Reducing macrophages to improve bone marrow stromal cell survival in the contused spinal cord.

We tested whether reducing macrophage infiltration would improve the survival of allogeneic bone marrow stromal cells (BMSC) transplanted in the contused adult rat thoracic spinal cord. Treatment with cyclosporine, minocycline, or methylprednisolone all resulted in a significant decrease in macrophage infiltration at 3 days postinjury. However, when BMSC were injected at that time point, survival 7 days later was similar between treatment groups and saline-injected controls. In fact, we found that the presence of BMSC resulted in a significant increase in macrophage infiltration into the contusion.

Bone marrow stromal cells elicit tissue sparing after acute but not delayed transplantation into the contused adult rat thoracic spinal cord.

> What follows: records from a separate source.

PR #2092, opened 2020-11-20
SOLR-15009 Propogate IOException from DF.exists

madrob:
https://issues.apache.org/jira/browse/SOLR-15009

### DIFF
--- a/solr/core/src/java/org/apache/solr/core/CachingDirectoryFactory.java
+++ b/solr/core/src/java/org/apache/solr/core/CachingDirectoryFactory.java
@@ -16,9 +16,11 @@
  */
 package org.apache.solr.core;
 
-import java.io.File;
 import java.io.IOException;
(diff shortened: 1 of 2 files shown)


madrob:
@dsmiley  you might find this interesting based on your other comment about Path v File

dsmiley (approved):
LGTM

madrob:
@TomMD musebot seems to be stuck - any ideas?

TomMD:
@madrob I see a backend failure which lacks sufficient explanation.  We have opened a ticket to investigate further.  In the mean time I have re-started analysis of this PR.  I can babysit this - if the job does not finish within the next hour then we'll have more to investigate.  Thank you for asking about this, it's certainly not a situation that should come up.

madrob:
Committed in cb5ba42bd7d9777eaf76705f17a3407fd2897b10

Bone marrow stromal cells (BMSC) transplanted into the contused spinal cord may support repair by improving tissue sparing. We injected allogeneic BMSC into the moderately contused adult rat thoracic spinal cord at 15 min (acute) and at 3, 7, and 21 days (delayed) post-injury and quantified tissue sparing and BMSC survival up to 4 weeks post-transplantation. BMSC survival within the contusion at 7 days post-transplantation was significantly higher with an acute injection (32%) and 3-day delayed injection (52%) than with a 7- or 21-day delayed injection (9% both; p < 0.01). BMSC survival at 28 days post-transplantation was close to 0 in all paradigms, indicating rejection. In contused rats without a BMSC transplant (controls), the volume of spared tissue gradually decreased until 46% (p < 0.001) of the volume of a comparable uninjured spinal cord segment at 49 days post-injury. In rats with BMSC, injected at 15 min, 3, or 7 days post-injury, spared tissue volume was significantly higher in grafted rats than in control rats at the respective endpoints (i.e., 28, 31, and 35 days post-injury). Acute and 3-day delayed but not 7- and 21-day delayed injection of BMSC significantly improved tissue sparing, which was strongly correlated (r = 0.79-1.0) to BMSC survival in the first week after injection into the contusion. Our data showed that neuroprotective effects of BMSC transplanted into a moderate rat spinal cord contusion depend strongly on their survival during the first week post-injection. Acutely injected BMSC elicit more tissue sparing than delayed injected BMSC.